Statements von SchriftstellerInnen: Literatur als Zeichen gegen Rechts
Welche Ansprüche stellt Rechtspopulismus an Romane, Gedichte und Sachbücher? Vier Statements.
Die Antwort könnte schmerzen
Rechtes Denken ist ja nichts Schönes. Es kann sehr belastend sein. Die Gedanken kreisen in Dauerschleife immer wieder um dieselben Dinge: das Eigene, das Volk, das Männliche, das Reine. Der, die oder das Andere, die einem all das nehmen wollen. So ein Denken wünscht man seinem schlimmsten Feind nicht.
Psychologen beschreiben solche Loops mit dem Wort „Rumination“. Es bezeichnet auch das Wiederkäuen der Kühe. Während aber das Rind dabei aus nährstoffarmem Gras Zucker und Eiweißbausteine gewinnt, hilft Rumination dem rechten Denken nicht weiter: Sie zieht es immer tiefer in sein Problem hinein.
Rechtes Denken zeichnet sich vor allem durch zwei Eigenschaften aus: Abstraktheit und Selbstfokussierung. So wird das Problem weder gelöst noch emotional verarbeitet. Die Schleifen sehen Psychologen mittlerweile als Form von Vermeidung. Die Grübler wollen keine Antwort finden, weil die Antwort zu schmerzhaft sein könnte. Es ist deshalb leichter für sie, auf einer abstrakt kreisenden Ebene zu bleiben.
Therapien müssen berücksichtigen, dass die Betroffenen oft das Gefühl haben, etwas Sinnvolles zu tun. Studien empfehlen daher das Konzept der „achtsamkeitsbasierten kognitiven Therapie“, die es dem Patienten ermöglicht, die Gegenwart absichtsvoll und bewusst zu erleben, so dass er vom Kreisen der Gedanken Abstand nehmen kann. Dafür werden in Gruppensitzungen Yogaübungen mit Sitzmeditation kombiniert.

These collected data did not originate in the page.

PR #1590, opened 2026-07-16
fix(fabricx): deterministic vault Marshaller.Marshal

### LINKED ISSUE #1588: fabricx vault Marshaller.Marshal produces non-deterministic output for identical ReadWriteSet
## Summary

`Marshaller.Marshal` in `platform/fabricx/core/vault/marshal.go` can serialize the exact same `vault.ReadWriteSet` to different byte sequences across repeated calls. The decoded content is semantically identical each time, but the raw bytes differ, which breaks anything relying on marshalling being deterministic/reproducible (e.g. byte-for-byte comparison, hashing, or `Vault.Match`, which compares stored vs. provided bytes directly).

## Root cause

In `marshal()` (`platform/fabricx/core/vault/marshal.go`), the function collects reads/writes into intermediate Go maps (`namespaceSet`, and per-namespace `readSet`, `writeSet`, `readWriteSet`), then builds the output proto's repeated fields by ranging directly over those maps:

```go
namespaces := make([]*applicationpb.TxNamespace, 0)
for _, namespace := range namespaceSet {          // random order
    for _, read := range namespace.readSet { ... }        // random order
    for _, write := range namespace.writeSet { ... }      // random order
    for _, readWrite := range namespace.readWriteSet {...} // random order
}
```

Go intentionally randomizes map iteration order on every `range`. Since `applicationpb.TxNamespace.ReadsOnly/ReadWrites/BlindWrites` and `Tx.Namespaces` are proto `repeated` (list) fields, `proto.Marshal` faithfully serializes whatever order the slices were built in — so the random map iteration order leaks straight into the serialized bytes.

Wissenschaftler, die sich mit der Darm-Hirn-Verbindung befassen, kommen zu anderen Lösungsansätzen. In einer Studie an der Universität Leiden nahmen Probanden vier Wochen lang ein Probiotikum ein, das unter anderem Bifidobacterium bifidum und Lactococcus lactis enthielt. Eine weitere Gruppe erhielt ein Placebo. Die Probiotika-Gruppe hatte anschließend signifikant weniger Probleme mit aggressiven Gedanken und Rumination.
Natürlich ist das ein äußerst privater Vorgang. Anstatt die Betroffenen vor ein Publikum zu zerren, sollte man den Mantel der Barmherzigkeit über sie breiten. Das rechte Denken zeigt seine Wunde. Es wäre grausam, öffentlich in ihr herumzubohren.

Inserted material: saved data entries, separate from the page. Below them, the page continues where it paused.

PR #1594, opened 2026-07-17
fix(security): harden responder-view input validation and endorsement checks

### LINKED ISSUE #1593: Harden responder-view input validation and endorsement checks
## Summary

A security review of the responder-view attack surface (code paths reached when this node answers a remote peer over a P2P session) identified several hardening opportunities in transaction/envelope deserialization and endorsement collection. Fixes have been implemented locally and are pending submission as a PR.

## Areas addressed

- **Input validation on untrusted wire bytes**: protobuf deserialization of envelopes/proposals did not fully validate nested message structure before use, which could affect availability when processing malformed input.
- **Error handling in the P2P responder path**: error details returned to a failed responder view were more verbose than necessary when relayed back to the remote caller.
- **Endorsement collection logic**: a control-flow issue in the sequential endorsement-collection path could cause a binding check to be bypassed under specific conditions; the parallel collection path was missing a verification step present in the sequential path.
- **Unbounded wait in a responder view**: one responder view could wait indefinitely for a peer response with no timeout.

## Status

Fixes for all of the above are implemented and covered by new/updated unit and fuzz tests. A PR will follow shortly.

## Scope note

Exploit-level detail is intentionally omitted from this public issue; happy to share the full write-up with maintainers privately if useful for review.

adecaro:
## Summary

Hardens the responder-view attack surface — code reachable when this node
answers a remote, untrusted peer over a P2P session — against malformed
input and endorsement-verification bypass.

- Validate wire-deserialized proposals/envelopes/transactions (nil/length
  checks on protobuf-decoded fields) instead of panicking on malformed
  input from a remote peer.
- Stop leaking internal panic/error detail to the remote caller via
  `Session.SendError`; full detail is still logged locally.
- Enforce endorsement signature and party-binding verification on both the
  sequential and parallel endorsement-collection paths.
- Add a timeout to the responder's message-receive wait so a silent peer
  can no longer block a goroutine indefinitely.
- Guard an unindexed access when no proposal responses are present.

All existing tests that previously asserted the vulnerable/buggy behavior
(`require.Panics`, accept-without-verification) have been updated to assert
the fixed/secure behavior. Fuzz seed corpora were extended with the
previously-crashing inputs, now exercised as ordinary non-panicking cases.

Refs #1593.

## Test plan

- [x] `go build ./...`
- [x] `go vet ./platform/...`
- [x] `go test ./platform/fabric/core/generic/transaction/...`
- [x] `go test ./platform/fabric/services/endorser/...`
- [x] `go test ./platform/view/services/view/p2p/...`
- [x] `go test ./platform/fabric/services/state/...` (downstream consumer)
- [x] 15s live fuzz run of `FuzzUnpackEnvelopeFromBytes` — no new panics

### DIFF
--- a/platform/fabric/services/endorser/endorsement_proposal.go
+++ b/platform/fabric/services/endorser/endorsement_proposal.go
@@ -38,6 +38,14 @@ type answer struct {
 	party view.Identity
 }
 
+// defaultParallelEndorsementTimeout bounds, in aggregate, how long the initiator waits for
+// all contacted parties to answer when no explicit timeout has been configured via
+// WithTimeout. It matters beyond just the final receive step: session establishment and
+// sending the proposal to each party (both done inside collectEndorsement, before its own
+// receive-timeout kicks in) are not otherwise bounded, so an unresponsive or malicious party
+// could park its goroutine indefinitely and, with it, this view's wait on answerChannel.
+const defaultParallelEndorsementTimeout = 30 * time.Second
+
 type parallelCollectEndorsementsOnProposalView struct {
 	tx      EndorsementsOnProposalTransaction
 	parties []view.Identity
@@ -57,9 +65,14 @@ func (c *parallelCollectEndorsementsOnProposalView) Call(viewCtx view.Context) (
 	}
 	answerChannel := make(chan *answer, len(c.parties))
 
+	timeout := c.timeout
+	if timeout <= 0 {
+		timeout = defaultParallelEndorsementTimeout
+	}
+
 	logger.DebugfContext(viewCtx.Context(), "Collect endorsements from %d parties for TX [%s]", len(c.parties), c.tx.ID())
 	for _, party := range c.parties {
-		go c.collectEndorsement(viewCtx, party, stateRaw, answerChannel)
+		go c.collectEndorsement(viewCtx, party, stateRaw, timeout, answerChannel)
 	}
 
 	fns, err := fabric.GetFabricNetworkService(viewCtx, c.tx.Network())
@@ -74,10 +87,17 @@ func (c *parallelCollectEndorsementsOnProposalView) Call(viewCtx view.Context) (
 	}
 	vProviders := []fabric.VerifierProvider{&verifierProviderWrapper{m: ch.MSPManager()}}
 
+	deadline := time.NewTimer(timeout)
+	defer deadline.Stop()
+
 	for i := 0; i < len(c.parties); i++ {
 		logger.DebugfContext(viewCtx.Context(), "Wait for endorsement")
-		// TODO: put a timeout
-		a := <-answerChannel
+		var a *answer
+		select {
+		case a = <-answerChannel:
+		case <-deadline.C:
+			return nil, errors.Errorf("timeout waiting for endorsement from [%d] parties", len(c.parties)-i)
+		}
 		logger.DebugfContext(viewCtx.Context(), "Received endorsement")
 		if a.err != nil {
 			return nil, errors.Wrapf(a.err, "got failure [%s] from [%s]", a.party.String(), a.err)
@@ -127,6 +147,7 @@ func (c *parallelCollectEndorsementsOnProposalView) collectEndorsement(
 	viewCtx view.Context,
 	party view.Identity,
 	raw []byte,
+	timeout time.Duration,
 	answerChan chan *answer,
 ) {
 	defer logger.Debugf("Received answer for endorsement of TX [%s] from [%v]", c.tx.ID(), party)
@@ -145,7 +166,7 @@ func (c *parallelCollectEndorsementsOnProposalView) collectEndorsement(
 		return
 	}
 	r := &Response{}
-	if err := s.ReceiveWithTimeout(r, c.timeout); err != nil {
+	if err := s.ReceiveWithTimeout(r, timeout); err != nil {
 		answerChan <- &answer{err: err, party: party}
 		return
 	}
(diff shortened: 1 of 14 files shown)


platform/view/services/view/p2p/service_test.go
```diff
@@ -121,6 +122,95 @@ func TestService_MasterSessionError(t *testing.T) {
...
+// read), Service.respond now sends a generic, non-identifying error back to the remote,
+// untrusted caller via Session.SendError instead of the raw panic/error text. The
+// detailed error stays local (logged by the recover() in Service.respond), so a remote
+// peer can no longer learn internal error detail (e.g. local storage/db error strings,
+// stack-adjacent context) about the responder's internals by causing a responder view
+// to panic.
+func TestService_PanicDoesNotLeakInternalErrorToRemoteCaller(t *testing.T) {
+	t.Parallel()
+
+	sensitivePanicText := "filed getting rw set: could not open /var/lib/fabric/kvs/vault.db: permission denied"
```
SaidAltury-ibm:
```suggestion
	sensitivePanicText := "failed getting rw set: could not open /var/lib/fabric/kvs/vault.db: permission denied"
```

maybe also the source of the checked msg have a typo

platform/fabric/services/endorser/flow.go
```diff
@@ -39,8 +41,15 @@ func (s receiveView) Call(viewCtx view.Context) (any, error) {
 	// Wait to receive a state
 	ch := session.Receive()
 
-	// TODO: add timeout
-	msg := <-ch
+	timeout := time.NewTimer(time.Second * 10)
```
SaidAltury-ibm: 10 seconds looks like a magic number for me i would like something explaining the choice WYT?

platform/fabric/services/endorser/endorsement_proposal.go
```diff
@@ -64,6 +67,13 @@ func (c *parallelCollectEndorsementsOnProposalView) Call(viewCtx view.Context) (
...
+
+	ch, err := fns.Channel(c.tx.Channel())
+	if err != nil {
+		return nil, errors.Wrapf(err, "failed getting channel [%s:%s]", c.tx.Network(), c.tx.Channel())
+	}
+	vProviders := []fabric.VerifierProvider{&verifierProviderWrapper{m: ch.MSPManager()}}
+
 	for i := 0; i < len(c.parties); i++ {
 		logger.DebugfContext(viewCtx.Context(), "Wait for endorsement")
 		// TODO: put a timeout
```
SaidAltury-ibm: the parallel proposal path still has an unbounded wait, why is it out of scope?

SaidAltury-ibm (commented):
THANK YOU @adecaro, I have added some comments tell my WYT?

mbrandenburger (approved):
Thank you @adecaro. This PR is solid for my side (modulo the findings from @SaidAltury-ibm). Approving here already and looking forward for the minor improvements @SaidAltury-ibm suggested.

platform/view/services/view/p2p/service_test.go
adecaro: Fixed — corrected the typo in the actual panic message (`platform/fabric/services/endorser/transaction.go`: `filed getting rw set` -> `failed getting rw set`) and updated this test's expectation and comment to match, rather than just patching the test string. See 9efd6665.

platform/fabric/services/endorser/flow.go
adecaro: Named it: added `receiveTimeout = 10 * time.Second` as a package-level const with a comment explaining it matches the existing default receive timeout used for session-level reads elsewhere in the codebase (`session.defaultReceiveTimeout`). See 9efd6665.

platform/fabric/services/endorser/endorsement_proposal.go
adecaro: Good catch, fixed. `c.timeout` was only ever consulted inside each per-party goroutine's own `ReceiveWithTimeout` call - it bounded the final receive step, but not session setup/send (both done earlier in `collectEndorsement`), and more importantly it was never actually set: the only production call site (`state.NewParallelCollectEndorsementsOnProposalView`) never calls `WithTimeout`, so `c.timeout` was zero, which `ReceiveWithTimeout`/`time.NewTimer` treats as "fire immediately"-adjacent rather than "no timeout" - not actually unbounded in the way it looked, but not a sane default either. Added `defaultParallelEndorsementTimeout = 30 * time.Second` used whenever no explicit timeout is configured, and wrapped the `Call` loop's wait on `answerChannel` itself in a `select` against an aggregate deadline, so a silent party can't block the whole view indefinitely regardless of what happens inside its own goroutine. Added `TestParallelCollectEndorsementsOnProposalView_TimesOutOnSilentParty` to cover it. See 9efd6665.

adecaro:
Thanks for the thorough review, @SaidAltury-ibm! Pushed 9efd6665 addressing all three comments:

1. Fixed the actual typo (`filed getting rw set` -> `failed getting rw set`) in `endorser/transaction.go`'s panic message, plus the test string/comment.
2. Named the 10s magic number in `flow.go` as `receiveTimeout`, documented to match the existing session-level default elsewhere in the codebase.
3. The parallel proposal path's outer wait on `answerChannel` is no longer unbounded: added a `defaultParallelEndorsementTimeout` (30s) applied whenever `WithTimeout` isn't explicitly set (which is the case at the only production call site), and wrapped the wait in a `select`/deadline so a silent party can't block the view forever. Added a regression test (`TestParallelCollectEndorsementsOnProposalView_TimesOutOnSilentParty`).

`go build ./...`, `go vet ./platform/...`, and the full `platform/fabric/...` + `platform/view/...` test suites are green.

SaidAltury-ibm (approved):
thank you @adecaro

Der Schriftsteller Jörg-Uwe Albig schrieb zuletzt den Roman „Zornfried“ (Klett-Cotta).
Das Politische im Poetischen
Wir Schreibende befinden uns hier, mittendrin in einer politischen Landschaft, wo sich die Wörter verkehren und kippen, wo ein Wir gegen das Andere anschreit, und es von rechts Drohungen regnet, wie jene, dass wir uns noch wundern werden, was noch alles passieren kann.
Europa verändert sich, mit populistischer Propaganda wird Wählerschaft geködert. Sprache verändert sich, wird instrumentalisiert, komplexe Inhalte werden vereinfacht und passend gemacht, das Unsagbare wird wieder ausgesprochen. Welchen Anspruch stellen wir in diesem Zusammenhang an unser Schreiben? Spreche ich für mich oder bin ich viele? Darf ich überhaupt sagen: Ich bin viele?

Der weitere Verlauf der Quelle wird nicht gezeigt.